Saved entries
PR #190, opened 2025-01-08
Serenity interface python code and examples

Frankifisu:
This pull request includes files needed for the interface to the [Serenity](https://github.com/qcserenity) software. It includes files for the relevant classes, as well as lots of examples. Since this is a third-party software in order to run the examples one needs to install Serenity (and its numerous dependencies) first.


examples/SerenityAMS_DataTransfer_examples/C2H4_CCSD.py
```diff
@@ -0,0 +1,35 @@
...
+
+sersett.input.task.CC.system = "C2H4"
+sersett.input.task.CC.level = "CCSD"
+
+serjob = SerenityJob(settings=sersett, name="Serenity_C2H4_CCSD")
+serjob.run()
+ccsd_correction = serjob.results.get_ccsd_energy_correction()
+print(f"Serenity CCSD energy correction: {ccsd_correction} hartree")
+
+finish()
```
dormrod: These argument-less `finish` calls can now safely be removed (as in other example scripts below)

interfaces/thirdparty/serenity.py
```diff
@@ -0,0 +1,182 @@
...
+            inp += parse(item, self.settings.input[item]) + "\n"
+
+        return inp
+
+    def get_runscript(self):
+        """Returned runscript: ``serenity myinput.in |tee ser_myinput.out`` or ``serenity myinput.in``"""
+        input_file = self._filename("inp")
+        output_file = self._filename("out")
+
+        # return 'serenity {} |tee ser_{}'.format(input_file, output_file)
```
dormrod: The linter is complaining about `output_file` being unused due to the commented-out line - should this be removed? If so the docstring might also need to be updated?

interfaces/thirdparty/serenity_calculator.py
```diff
@@ -0,0 +1,30 @@
+from ase.calculators.calculator import Calculator, all_changes
+from scm.plams.interfaces.thirdparty.serenity import SerenitySettings, SerenityJob
+from scm.plams.interfaces.molecule.ase import fromASE
```
dormrod: (unused, can remove)

interfaces/thirdparty/serenity_calculator.py
```diff
@@ -0,0 +1,30 @@
...
+class SerenityCalculator(Calculator):
+    implemented_properties = ["energy"]
+
+    def __init__(self, settings: SerenitySettings):
+        super().__init__()
+        self.settings = settings
+        self.results = dict()
+
+    def calculate(self, atoms=None, properties=["energy"], system_changes=all_changes):
+        init()
```
dormrod: Think you should be able to remove this without issue

interfaces/thirdparty/serenity_calculator.py
```diff
@@ -0,0 +1,30 @@
...
+        for sys in self.settings.input.system:
+            self.settings.input.system[sys].geometry = os.path.abspath("my_system.xyz")
+        job = SerenityJob(settings=self.settings, name="serenity_job")
+        job.run()
+        self.results = dict()
+        self.results["energy"] = job.results.get_energy() * Units.convert(1.0, "hartree", "eV")
+        # delete_job(job)
+
+    def clean_exit(self):
+        finish()
```
dormrod, line 30: Ditto - can be removed

interfaces/thirdparty/serenity.py
```diff
@@ -0,0 +1,182 @@
...
+
+
+class SerenityJob(SingleJob):
+    """A Subclass of the SingleJob class representing a computational job with Serenity."""
+
+    _result_type = SerenityResults
+
+    def _get_ready(self):
+        """If molecule is defined, xyz files are generated accordingly. If there is data to transfer between ADF and Serenity, file formats are converted."""
+        SingleJob._get_ready(self)
```
dormrod:
```suggestion
        self._get_ready()
```
(as this inherits from SingleJob)

dormrod (changes requested):
Looks great, nice to get some more 3rd party stuff into PLAMS.

Couple of other things:

* Add a quick note to this changelog: https://github.com/SCM-NV/PLAMS/blob/trunk/CHANGELOG.md this will be used to generate the "what's new" at the end of the year
* Does this need to be added to the docs, with some of the examples e.g. here: https://www.scm.com/doc.trunk/plams/interfaces/thirdparty.html ?

examples/SerenityAMS_DataTransfer_examples/C2H4_CCSD.py
Frankifisu: Interesting, I missed this was implemented, should I remove all init() and finish() commands from these scripts? Is this general or are there some cases where these argument-less functions are still needed?

interfaces/thirdparty/serenity_calculator.py
Frankifisu: Here I would keep it just for readability

examples/SerenityAMS_DataTransfer_examples/C2H4_CCSD.py
dormrod: `init()` and `finish()` can be removed always. When you want to create a directory with a name other than `plams_workdir` then `init(path="foo")` is still probably the easiest way

dormrod (approved):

Directions for this task:
Output all of the entries, exactly as they are written.

Exercise solution:
PR #190, opened 2025-01-08
Serenity interface python code and examples

Frankifisu:
This pull request includes files needed for the interface to the [Serenity](https://github.com/qcserenity) software. It includes files for the relevant classes, as well as lots of examples. Since this is a third-party software in order to run the examples one needs to install Serenity (and its numerous dependencies) first.


examples/SerenityAMS_DataTransfer_examples/C2H4_CCSD.py
```diff
@@ -0,0 +1,35 @@
...
+
+sersett.input.task.CC.system = "C2H4"
+sersett.input.task.CC.level = "CCSD"
+
+serjob = SerenityJob(settings=sersett, name="Serenity_C2H4_CCSD")
+serjob.run()
+ccsd_correction = serjob.results.get_ccsd_energy_correction()
+print(f"Serenity CCSD energy correction: {ccsd_correction} hartree")
+
+finish()
```
dormrod: These argument-less `finish` calls can now safely be removed (as in other example scripts below)

interfaces/thirdparty/serenity.py
```diff
@@ -0,0 +1,182 @@
...
+            inp += parse(item, self.settings.input[item]) + "\n"
+
+        return inp
+
+    def get_runscript(self):
+        """Returned runscript: ``serenity myinput.in |tee ser_myinput.out`` or ``serenity myinput.in``"""
+        input_file = self._filename("inp")
+        output_file = self._filename("out")
+
+        # return 'serenity {} |tee ser_{}'.format(input_file, output_file)
```
dormrod: The linter is complaining about `output_file` being unused due to the commented-out line - should this be removed? If so the docstring might also need to be updated?

interfaces/thirdparty/serenity_calculator.py
```diff
@@ -0,0 +1,30 @@
+from ase.calculators.calculator import Calculator, all_changes
+from scm.plams.interfaces.thirdparty.serenity import SerenitySettings, SerenityJob
+from scm.plams.interfaces.molecule.ase import fromASE
```
dormrod: (unused, can remove)

interfaces/thirdparty/serenity_calculator.py
```diff
@@ -0,0 +1,30 @@
...
+class SerenityCalculator(Calculator):
+    implemented_properties = ["energy"]
+
+    def __init__(self, settings: SerenitySettings):
+        super().__init__()
+        self.settings = settings
+        self.results = dict()
+
+    def calculate(self, atoms=None, properties=["energy"], system_changes=all_changes):
+        init()
```
dormrod: Think you should be able to remove this without issue

interfaces/thirdparty/serenity_calculator.py
```diff
@@ -0,0 +1,30 @@
...
+        for sys in self.settings.input.system:
+            self.settings.input.system[sys].geometry = os.path.abspath("my_system.xyz")
+        job = SerenityJob(settings=self.settings, name="serenity_job")
+        job.run()
+        self.results = dict()
+        self.results["energy"] = job.results.get_energy() * Units.convert(1.0, "hartree", "eV")
+        # delete_job(job)
+
+    def clean_exit(self):
+        finish()
```
dormrod, line 30: Ditto - can be removed

interfaces/thirdparty/serenity.py
```diff
@@ -0,0 +1,182 @@
...
+
+
+class SerenityJob(SingleJob):
+    """A Subclass of the SingleJob class representing a computational job with Serenity."""
+
+    _result_type = SerenityResults
+
+    def _get_ready(self):
+        """If molecule is defined, xyz files are generated accordingly. If there is data to transfer between ADF and Serenity, file formats are converted."""
+        SingleJob._get_ready(self)
```
dormrod:
```suggestion
        self._get_ready()
```
(as this inherits from SingleJob)

dormrod (changes requested):
Looks great, nice to get some more 3rd party stuff into PLAMS.

Couple of other things:

* Add a quick note to this changelog: https://github.com/SCM-NV/PLAMS/blob/trunk/CHANGELOG.md this will be used to generate the "what's new" at the end of the year
* Does this need to be added to the docs, with some of the examples e.g. here: https://www.scm.com/doc.trunk/plams/interfaces/thirdparty.html ?

examples/SerenityAMS_DataTransfer_examples/C2H4_CCSD.py
Frankifisu: Interesting, I missed this was implemented, should I remove all init() and finish() commands from these scripts? Is this general or are there some cases where these argument-less functions are still needed?

interfaces/thirdparty/serenity_calculator.py
Frankifisu: Here I would keep it just for readability

examples/SerenityAMS_DataTransfer_examples/C2H4_CCSD.py
dormrod: `init()` and `finish()` can be removed always. When you want to create a directory with a name other than `plams_workdir` then `init(path="foo")` is still probably the easiest way

dormrod (approved):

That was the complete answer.